▶ [INSTRUCTIONS FOR THE TASK]: Give the number of lines in the data below that contain "priorities", with no other words.

(Saved data entries)
#####

PR #1057, opened 2021-04-30
Share SqlNormalizer

Wraith2:
Fairly simple change. I cleaned up sqlnorm which were functionally identical but had minor code differences between netcore and netfx and then moved the virtually identical resulting file to shared and added in #if netframework around the 3 places that CAS is used. I'd really rather have a tiny amount of ifdefs than have two separate versions of these files


src/Microsoft.Data.SqlClient/src/Microsoft/Data/SqlClient/Server/SqlNormalizer.cs
```diff
@@ -20,23 +20,23 @@ internal sealed class FieldInfoEx : IComparable
...
-            FieldInfoEx otherF = other as FieldInfoEx;
-            if (otherF == null)
+            if (other is FieldInfoEx otherFieldInfoEx)
             {
-                return -1;
+                return _offset.CompareTo(otherFieldInfoEx._offset);
             }
-            return _offset.CompareTo(otherF._offset);
+            return -1;           
         }
```
DavoudEshtehari, line 40: Just as a suggestion: using `is` pattern.
```
public int CompareTo(object other) 
     => other is FieldInfoEx otherF ? _offset.CompareTo(otherF._offset): -1;
```

src/Microsoft.Data.SqlClient/src/Microsoft/Data/SqlClient/Server/SqlNormalizer.cs
```diff
@@ -66,9 +69,12 @@ internal BinaryOrderedUdtNormalizer(Type t, bool isTopLevelUdt)
                 _isTopLevelUdt = true;
             }
 
+            // top level udt logic is disabled until we decide
+            // what to do about nested udts
             _isTopLevelUdt = true;
+            //      else
+            //        this.m_isTopLevelUdt = isTopLevelUdt;
```
DavoudEshtehari, line 76:
```suggestion
            //        this._isTopLevelUdt = isTopLevelUdt;
```

src/Microsoft.Data.SqlClient/src/Microsoft/Data/SqlClient/Server/SqlNormalizer.cs
```diff
@@ -66,9 +69,12 @@ internal BinaryOrderedUdtNormalizer(Type t, bool isTopLevelUdt)
                 _isTopLevelUdt = true;
```
DavoudEshtehari, line 69: I don't see any usage for `isTopLevelUdt` parameter in this function. Seems it'd been used in the `else` section. 🤔

src/Microsoft.Data.SqlClient/src/Microsoft/Data/SqlClient/Server/SqlNormalizer.cs
```diff
@@ -129,12 +136,12 @@ private object DeNormalizeInternal(Type t, Stream s)
         {
             object result = null;
             //if nullable and not the top object, read the null marker
-            if (!_isTopLevelUdt && typeof(INullable).IsAssignableFrom(t))
+            if (!_isTopLevelUdt && typeof(System.Data.SqlTypes.INullable).IsAssignableFrom(t))
```
DavoudEshtehari, line 139: There are two more usage for `INullable` interface in this file; If you like to use the whole name of it like this, please apply the same method for all of them and remove the using namespace from the top of file.

Wraith2: The two files were a mix of styles. Which do you prefer?

DavoudEshtehari: I'd say `if (!_isTopLevelUdt && typeof(INullable).IsAssignableFrom(t))` to keep it identical like the other usages.

src/Microsoft.Data.SqlClient/src/Microsoft/Data/SqlClient/Server/SqlNormalizer.cs
Wraith2: Done.

src/Microsoft.Data.SqlClient/src/Microsoft/Data/SqlClient/Server/SqlNormalizer.cs
Wraith2: Yes. I left it there in the comments in case it's needed later.

src/Microsoft.Data.SqlClient/src/Microsoft/Data/SqlClient/Server/SqlNormalizer.cs
Wraith2: Done.

DavoudEshtehari (approved):
Thanks for the quick response.

cheenamalhotra (approved):

PR #934, opened 2021-02-26
Simplify SNIProxy

Wraith2:
SniProxy is used as a single instance and called like this:
```csharp
internal override uint SniGetConnectionId(ref Guid clientConnectionId) => SNIProxy.GetInstance().GetConnectionId(Handle, ref clientConnectionId);
```
This involves calling the GetInstance() method to get the single instance and then calling a function on that instance which only uses the parameters that are passed in. In these cases the functions could be static or merged into the callsite if there is only one use of the function.

The only thing that can't be removed from this single instance pattern is the GetLastError functions. I've investigated what it would take to remove it and it's very very complicated and involves significant changes to the StateObject interface between shared and platform implementations. I choose not to do that now.

PR #1060, opened 2021-05-03
Perf: Static delegates

Wraith2:
Now we've got c#9 i've audited all lambda expressions in the library and changed some of them over to using static delegates which allows the compiler to cache the delegate on first use. 

I also adjusted some other callsites to use state parameters to reduce the size of the closure slightly or allow onFailure, or onCancellation delegates to be static. 

I tried to apply a consistent style to all the lambda usage layout spacing named params etc. It feels better to me overall but let me know if you want a different style.

### DIFF
--- a/src/Microsoft.Data.SqlClient/netcore/src/Microsoft/Data/SqlClient/SqlBulkCopy.cs
+++ b/src/Microsoft.Data.SqlClient/netcore/src/Microsoft/Data/SqlClient/SqlBulkCopy.cs
@@ -9,6 +9,7 @@ using System.Data;
 using System.Data.Common;
 using System.Data.SqlTypes;
 using System.Diagnostics;
+using System.Runtime.CompilerServices;
 using System.Text;
 using System.Threading;
 using System.Threading.Tasks;
@@ -2902,11 +2903,11 @@ namespace Microsoft.Data.SqlClient
                 {
                     if (_isAsyncBulkCopy)
                     {
-                        CancellationTokenRegistration regReconnectCancel = new CancellationTokenRegistration();
+                        StrongBox<CancellationTokenRegistration> regReconnectCancel = new StrongBox<CancellationTokenRegistration>(new CancellationTokenRegistration());
                         TaskCompletionSource<object> cancellableReconnectTS = new TaskCompletionSource<object>();
                         if (cts.CanBeCanceled)
                         {
-                            regReconnectCancel = cts.Register(static (object tcs) => ((TaskCompletionSource<object>)tcs).TrySetCanceled(), cancellableReconnectTS);
+                            regReconnectCancel.Value = cts.Register(static (object tcs) => ((TaskCompletionSource<object>)tcs).TrySetCanceled(), cancellableReconnectTS);
                         }
                         AsyncHelper.ContinueTaskWithState(reconnectTask, cancellableReconnectTS,
                             state: cancellableReconnectTS,
@@ -2926,7 +2927,7 @@ namespace Microsoft.Data.SqlClient
                             state: regReconnectCancel,
                             onSuccess: (object state) =>
                             {
-                                ((CancellationTokenRegistration)state).Dispose();
+                                ((StrongBox<CancellationTokenRegistration>)state).Value.Dispose();
                                 if (_parserLock != null)
                                 {
                                     _parserLock.Release();
@@ -2936,8 +2937,8 @@ namespace Microsoft.Data.SqlClient
                                 _parserLock.Wait(canReleaseFromAnyThread: true);
                                 WriteToServerInternalRestAsync(cts, source);
                             },
-                            onFailure: static (Exception _, object state) => ((CancellationTokenRegistration)state).Dispose(),
-                            onCancellation: static (object state) => ((CancellationTokenRegistration)state).Dispose(),
+                            onFailure: static (Exception _, object state) => ((StrongBox<CancellationTokenRegistration>)state).Value.Dispose(),
+                            onCancellation: static (object state) => ((StrongBox<CancellationTokenRegistration>)state).Value.Dispose(),
                             exceptionConverter: (ex) => SQL.BulkLoadInvalidDestinationTable(_destinationTableName, ex));
                         return;
                     }
--- a/src/Microsoft.Data.SqlClient/netcore/src/Microsoft/Data/SqlClient/SqlBulkCopy.cs
+++ b/src/Microsoft.Data.SqlClient/netcore/src/Microsoft/Data/SqlClient/SqlBulkCopy.cs
@@ -1078,14 +1078,19 @@ namespace Microsoft.Data.SqlClient
             if (_isAsyncBulkCopy && _dbDataReaderRowSource != null)
             {
                 // This will call ReadAsync for DbDataReader (for SqlDataReader it will be truly async read; for non-SqlDataReader it may block.)
-                return _dbDataReaderRowSource.ReadAsync(cts).ContinueWith((t) =>
-                {
-                    if (t.Status == TaskStatus.RanToCompletion)
+                return _dbDataReaderRowSource.ReadAsync(cts).ContinueWith(
+                    static (Task<bool> task, object state) =>
                     {
-                        _hasMoreRowToCopy = t.Result;
-                    }
-                    return t;
-                }, TaskScheduler.Default).Unwrap();
+                        SqlBulkCopy sqlBulkCopy = (SqlBulkCopy)state;
+                        if (task.Status == TaskStatus.RanToCompletion)
+                        {
+                            sqlBulkCopy._hasMoreRowToCopy = task.Result;
+                        }
+                        return task;
+                    },
+                    state: this,
+                    scheduler: TaskScheduler.Default
+                ).Unwrap();
             }
             else
             { // This will call Read for DataRows, DataTable and IDataReader (this includes all IDataReader except DbDataReader)
@@ -1940,7 +1945,7 @@ namespace Microsoft.Data.SqlClient
                         {
                             AsyncHelper.ContinueTaskWithState(writeTask, tcs,
                                 state: tcs,
-                                onSuccess: state => ((TaskCompletionSource<object>)state).SetResult(null)
+                                onSuccess: static (object state) => ((TaskCompletionSource<object>)state).SetResult(null)
                             );
                         }
                     }, ctoken); // We do not need to propagate exception, etc, from reconnect task, we just need to wait for it to finish.
@@ -1948,7 +1953,7 @@ namespace Microsoft.Data.SqlClient
                 }
                 else
                 {
-                    AsyncHelper.WaitForCompletion(reconnectTask, BulkCopyTimeout, () => { throw SQL.CR_ReconnectTimeout(); }, rethrowExceptions: false);
+                    AsyncHelper.WaitForCompletion(reconnectTask, BulkCopyTimeout, static () => throw SQL.CR_ReconnectTimeout(), rethrowExceptions: false);
                 }
             }
 
@@ -1969,27 +1974,32 @@ namespace Microsoft.Data.SqlClient
                 if (resultTask != null)
                 {
                     finishedSynchronously = false;
-                    return resultTask.ContinueWith((t) =>
-                    {
-                        try
+                    return resultTask.ContinueWith(
+                        static (Task t, object state) =>
                         {
-                            AbortTransaction(); // If there is one, on success transactions will be committed.
-                        }
-                        finally
-                        {
-                            _isBulkCopyingInProgress = false;
-                            if (_parser != null)
+                            SqlBulkCopy sqlBulkCopy = (SqlBulkCopy)state;
+                            try
                             {
-                                _parser._asyncWrite = false;
+                                sqlBulkCopy.AbortTransaction(); // If there is one, on success transactions will be committed.
                             }
-                            if (_parserLock != null)
+                            finally
                             {
-                                _parserLock.Release();
-                                _parserLock = null;
+                                sqlBulkCopy._isBulkCopyingInProgress = false;
+                                if (sqlBulkCopy._parser != null)
+                                {
+                                    sqlBulkCopy._parser._asyncWrite = false;
+                                }
+                                if (sqlBulkCopy._parserLock != null)
+                                {
+                                    sqlBulkCopy._parserLock.Release();
+                                    sqlBulkCopy._parserLock = null;
+                                }
                             }
-                        }
-                        return t;
-                    }, TaskScheduler.Default).Unwrap();
+                            return t;
+                        }, 
+                        state: this,
+                        scheduler: TaskScheduler.Default
+                    ).Unwrap();
                 }
                 return null;
             }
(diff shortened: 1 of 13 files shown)


jinek:
I think you are confusing [anonymous methods](https://docs.microsoft.com/en-us/dotnet/csharp/language-reference/operators/delegate-operator) and [expression trees](https://docs.microsoft.com/en-us/dotnet/csharp/programming-guide/concepts/expression-trees/) both of which can be created using [lambda expressions](https://docs.microsoft.com/en-us/dotnet/csharp/language-reference/operators/lambda-expressions).

Anonymous methods are compiled by c# compiler once at compilation time, while expression trees can be [compiled](https://docs.microsoft.com/en-us/dotnet/api/system.linq.expressions.expression-1.compile?view=net-5.0) to a delegate at runtime.
I've created small example to demonstrate how anonymous methods are compiled:
image
You can also investigated that using windbg tool which shows the method table information for a given type-object.

Static anonymous function has been introduced to restrict the access to instance and local variables if it is not intended so by the design.
However, one of the main benefits of anonymous delegates and local functions is the possibility to capture the variables and instance fields of a method so you don't have to pass them as parameters.
And this is my point here: you are increasing the code base to remove the use of the feature which has been introduced to decrease the codebase:
image

Wraith2:
Captures contribute to the size and number of hidden classes generated by the compiler. Passing using existing state parameter placement decreases or obviates the need for captures at all. Using static lambdas allows the compiler to cache the delegate again avoiding per-call allocations.

I do know what I'm doing here. Try running a memory profile of an async test case with and without the PR and see what difference it makes.

jinek:
> Captures contribute to the size and number of hidden classes generated by the compiler. Passing using existing state parameter placement decreases or obviates the need for captures at all. Using static lambdas allows the compiler to cache the delegate again avoiding per-call allocations.

If you are talking about delegate object itself then does it make sense to do optimization in this code? Because probably even the average connection string is several times bigger than a delegate and captured state together.

> I do know what I'm doing here. Try running a memory profile of an async test case with and without the PR and see what difference it makes.

Could you please share the result of your experiment? 
(because from your PR the only metric seen at the moment has negative impact)

Wraith2:
> If you are talking about delegate object itself then does it make sense to do optimization in this code? Because probably even the average connection string is several times bigger than a delegate and captured state together.

Each connection string is allocated once and re-used. The paths through these methods allocate on each call. If you call them once you'll see a very minor improvement, if you call them thousands or millions of times that adds up considerably. It's a question of scale.

Results from running the https://github.com/aspnet/DataAccessPerformance which is an implementation of the TE Fortunes benchmark.
| Test | Type | Threads | Througput | StdDev | branch
| --------------------------- | ----- | -- | ----- | ---- | -----
| ado-sqlclient+async+16 | async | 16 | 26411 | 1040 | perf-staticdelegates
| ado-sqlclient+async+16 | async | 16 | 26165 | 1101 | main

So a 0.9% throughput increase from some very minor changes.

These changes barely impact the size of the code in comparison to the overall size of the codebase. In general the size of the code is far less relevant than the correctness and speed. If your main concern is code size at the driver level I thing your priorities are wrong.

Wraith2:
@cmeyertons there are a number of changes in bulk copy here and they may improve the performance enough to outweigh the problem in https://github.com/dotnet/SqlClient/pull/1048 if you want to give them a try.

jinek:
> Each connection string is allocated once and re-used. The paths through these methods allocate on each call. If you call them once you'll see a very minor improvement, if you call them thousands or millions of times that adds up considerably. It's a question of scale.

Sure, I completely agree scaling is important as well as performance overall. It's just, even if we run simple non-query request with new connection, it consumes about 25Kb, and empty delegate is 32B . Compiler does optimization and caches the delegate if possible whether it's static or not, it not necessary creates hidden classes if there is no need to capture the stack, right? 
 
> Results from running the https://github.com/aspnet/DataAccessPerformance which is an implementation of the TE Fortunes benchmark.
> Test 	Type 	Threads 	Througput 	StdDev 	branch
> ado-sqlclient+async+16 	async 	16 	26411 	1040 	perf-staticdelegates
> ado-sqlclient+async+16 	async 	16 	26165 	1101 	main
> 
> So a 0.9% throughput increase from some very minor changes.
> 
> These changes barely impact the size of the code in comparison to the overall size of the codebase. In general the size of the code is far less relevant than the correctness and speed. If your main concern is code size at the driver level I think your priorities are wrong.

That interesting tool uses DateTime.UtcNow to measure time intervals, Task.Wait for synchronization etc. 
But there are methodologies of measurements, this topic is not new. I'd suggest you to measure with something like https://benchmarkdotnet.org/ and check if your improvements do more than the measurement error.
Also I believe, you, while being an expirienced dev, could investigate some of the allocations which you can find in mem profiler tools, for example, I would check why it allocates many bytes, may be it does some redundant IO. Or, for example, what is going on in _SqlMetadata 
image

src/Microsoft.Data.SqlClient/netcore/src/Microsoft/Data/SqlClient/SqlUtil.cs
```diff
@@ -64,7 +64,7 @@ internal static Task CreateContinuationTaskWithState(Task task, object state, Ac
             {
                 var completion = new TaskCompletionSource<object>();
                 ContinueTaskWithState(task, completion, state,
-                    onSuccess: (continueState) =>
+                    onSuccess: (object continueState) =>
```
DavoudEshtehari, line 67: Same question here for using `Tuple`.

DavoudEshtehari (commented):
Just to double-check; The following methods have used lambda expression. Please look at them if they're worth being static:

- Net Core:
  - SqlBulkCopy.**WriteToServerInternalRestAsync**
  - SqlCommand.**GetParameterEncryptionDataReaderAsync**
  - SqlConnection.**OnError**

Wraith2:
- SqlBulkCopy.WriteToServerInternalRestAsync : Closes over 4 parameters including `this`. We can't avoid the allocation and a 4 tuple is less readable than the closure. I haven't profiled `SqlBulkCopy` scenarios so I don't have information that makes me think that changing this is beneficial at the moment.
- GetParameterEncryptionDataReaderAsync: The result is cached so it isn't per-call. I haven't started profiling always encrypted scenarios yet so I don't know if this is hot, the cache means it should not be.
- OnError: only 2 parameters so it could be tupled easily and fairly clearly but the allocation still can't be avoided. We're about to throw an exception which is going to allocation the exception, it's message, error collection, error collection contents, stacktrace. Attempting to save memory at this point only hurts code clarity it does nothing to benefit the user or us.

In general the more parameters are captured by a closure the less likely it is that it is worth converting. Tuples hurt code clarity and we can deal with some of that for improved performance of users but there is a limit somewhere and more than 3 parameters is where I currently feel readability suffers more than users benefit. This can in change (and may have done since I've been working on perf) with new information like profiling results and discussions.

The changes made to convert to static delegates in this PR were not driven by profile results so they should retain clarity as much as possible while improving performance. I think I would only reduce clarity further if I had a very strong argument that it would improve performance.

Let me know what you think and whether I've gone too far in reducing clarity. There may be cases where I've converted to tuples in the past that it might be better to use closures for clarity.

DavoudEshtehari (approved):

src/Microsoft.Data.SqlClient/netcore/src/Microsoft/Data/SqlClient/SqlBulkCopy.cs
```diff
@@ -1078,14 +1079,19 @@ private Task ReadFromRowSourceAsync(CancellationToken cts)
...
-                {
-                    if (t.Status == TaskStatus.RanToCompletion)
+                return _dbDataReaderRowSource.ReadAsync(cts).ContinueWith(
+                    static (Task<bool> task, object state) =>
                     {
-                        _hasMoreRowToCopy = t.Result;
-                    }
-                    return t;
-                }, TaskScheduler.Default).Unwrap();
+                        SqlBulkCopy sqlBulkCopy = (SqlBulkCopy)state;
```
JRahnama, line 1085: why are we creating a new instance of SqlBulkCopy? _hasMoreRowToCopy is the outer variable in this case. Are we trying to prevent  getting a wrong value of _hasMoreRowTocpy changed by other threads?

src/Microsoft.Data.SqlClient/netcore/src/Microsoft/Data/SqlClient/SqlBulkCopy.cs
```diff
@@ -1969,27 +1975,32 @@ private Task WriteRowSourceToServerAsync(int columnCount, CancellationToken ctok
...
+                    return resultTask.ContinueWith(
+                        static (Task t, object state) =>
                         {
-                            AbortTransaction(); // If there is one, on success transactions will be committed.
-                        }
-                        finally
-                        {
-                            _isBulkCopyingInProgress = false;
-                            if (_parser != null)
+                            SqlBulkCopy sqlBulkCopy = (SqlBulkCopy)state;
```
JRahnama, line 1981: same question here about a new` SqlBulkCopy`.

src/Microsoft.Data.SqlClient/netcore/src/Microsoft/Data/SqlClient/SqlBulkCopy.cs
```diff
@@ -1969,27 +1975,32 @@ private Task WriteRowSourceToServerAsync(int columnCount, CancellationToken ctok
                 if (resultTask != null)
                 {
                     finishedSynchronously = false;
-                    return resultTask.ContinueWith((t) =>
-                    {
-                        try
+                    return resultTask.ContinueWith(
+                        static (Task t, object state) =>
```
JRahnama, line 1979: NIT: in some places you have chosen `(Task t, object state)` and in some other places `(t, state)`. Can we use one  convention?

src/Microsoft.Data.SqlClient/netcore/src/Microsoft/Data/SqlClient/SqlUtil.cs
```diff
@@ -145,7 +145,7 @@ internal static Task CreateContinuationTaskWithState(Task task, object state, Ac
         )
         {
             task.ContinueWith(
-                tsk =>
+                (Task tsk, object state2) =>
```
JRahnama, line 148: NIT: a better naming convention would be helpful here for state2.

src/Microsoft.Data.SqlClient/netcore/src/Microsoft/Data/SqlClient/SqlBulkCopy.cs
```diff
@@ -1940,15 +1946,15 @@ private Task WriteRowSourceToServerAsync(int columnCount, CancellationToken ctok
...
+                                onSuccess: static (object state) => ((TaskCompletionSource<object>)state).SetResult(null)
                             );
                         }
                     }, ctoken); // We do not need to propagate exception, etc, from reconnect task, we just need to wait for it to finish.
                     return tcs.Task;
                 }
                 else
                 {
-                    AsyncHelper.WaitForCompletion(reconnectTask, BulkCopyTimeout, () => { throw SQL.CR_ReconnectTimeout(); }, rethrowExceptions: false);
+                    AsyncHelper.WaitForCompletion(reconnectTask, BulkCopyTimeout, static () => throw SQL.CR_ReconnectTimeout(), rethrowExceptions: false);
```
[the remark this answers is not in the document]
Wraith2: Yes, that is the purpose. There is also a useful side effect of the way that the compiler implements it because it's a static delegate means that the delegate can be cached. This [sharplab example](https://sharplab.io/#v2:EYLgxg9gTgpgtADwGwBYA+ABATARgLABQGAzAATakDCpA3oYaY+WRiqQEIAUAlA03QSZCAggGcAngDswACRgAbAA4woAOgDqAQwCWAFwBi0ShAC2i+TF3aIkzpICu8+QBpSABlcYcSUj1IBeAD5SXQALKAgAd1IAZQBFABlVSgAlAH0UmEhJSSzdABVtExgIe10eV1gwiMiAUQQwGEUrG1EQUgAzTXlRGG4Abj5GAF9CUYJCEnIsUjEpWQVlKEIBISmvH1ZSLT1DKGMzCxbbCGAAKzzSWGzcsF0MJGdtSV0QopKyzxwZzTvrSVcwAgEHkV0s4Si9UazX+om4tHG4yEkxYM3iCRWQ2Y5G8pChTWOVHSmRueUKxVK5XhNAwAHZSLloviYTYeP1EUA=) shows that you get a hidden static class generated and that the action delegate is created the first time it is needed and re-used every time it is called after that. So we get lazy single allocation for free with a nice syntax.

```csharp
    public void B()
    {
       AsyncHelper.WaitForCompletion(null, 0, static () => throw SQL.CR_ReconnectTimeout(), rethrowExceptions: false);
    }
```

is lowered to:

```csharp
    [Serializable]
    [CompilerGenerated]
    private sealed class <>c
    {
        public static readonly <>c <>9 = new <>c();

        public static Action <>9__0_0;

        internal void <B>b__0_0()
        {
            throw SQL.CR_ReconnectTimeout();
        }
    }

    public void B()
    {
        AsyncHelper.WaitForCompletion(null, 0, <>c.<>9__0_0 ?? (<>c.<>9__0_0 = new Action(<>c.<>9.<B>b__0_0)), false);
    }
```

src/Microsoft.Data.SqlClient/netcore/src/Microsoft/Data/SqlClient/SqlBulkCopy.cs
Wraith2: `_hasMoreRowToCopy ` is a field and is implicitly `this._hasMoreRowToCopy` when used in the original. When changed to static there is no `this` reference and the sqlBulkCopy variable is the same object passed in as state.

src/Microsoft.Data.SqlClient/netcore/src/Microsoft/Data/SqlClient/SqlBulkCopy.cs
Wraith2: I tried to standardize on `(Task t, object state)`, can you point out where I missed?

src/Microsoft.Data.SqlClient/netcore/src/Microsoft/Data/SqlClient/SqlUtil.cs
Wraith2: Any suggestions? It's the a state param which is just going to be cast to the correct type and it only needs to be named differently from the one in the parent scope to prevent confusion.

JRahnama:
@Wraith2 Can you trigger a build by making a small change in your PR and make the tests to run once more? I have tried from our side and somethings are missing...

src/Microsoft.Data.SqlClient/netcore/src/Microsoft/Data/SqlClient/SqlUtil.cs
JRahnama: that is fine.

Wraith2:
Fixed up a couple of anonymous typed lambdas.

JRahnama:
LGTM, I am waiting for the Enclave tests to finish and see if  the failure is fixed after I cleaned up the databases.

src/Microsoft.Data.SqlClient/netcore/src/Microsoft/Data/SqlClient/SqlBulkCopy.cs
JRahnama: Those were not necessarily from your changes, but were included. We can look at them later we have more time I think.

JRahnama (approved):

Wraith2:
I'd like to get https://github.com/dotnet/SqlClient/pull/934 https://github.com/dotnet/SqlClient/pull/925 and https://github.com/dotnet/SqlClient/pull/902 finished to unblock other work if possible.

#####

▶ [WRITTEN REPLY]: 2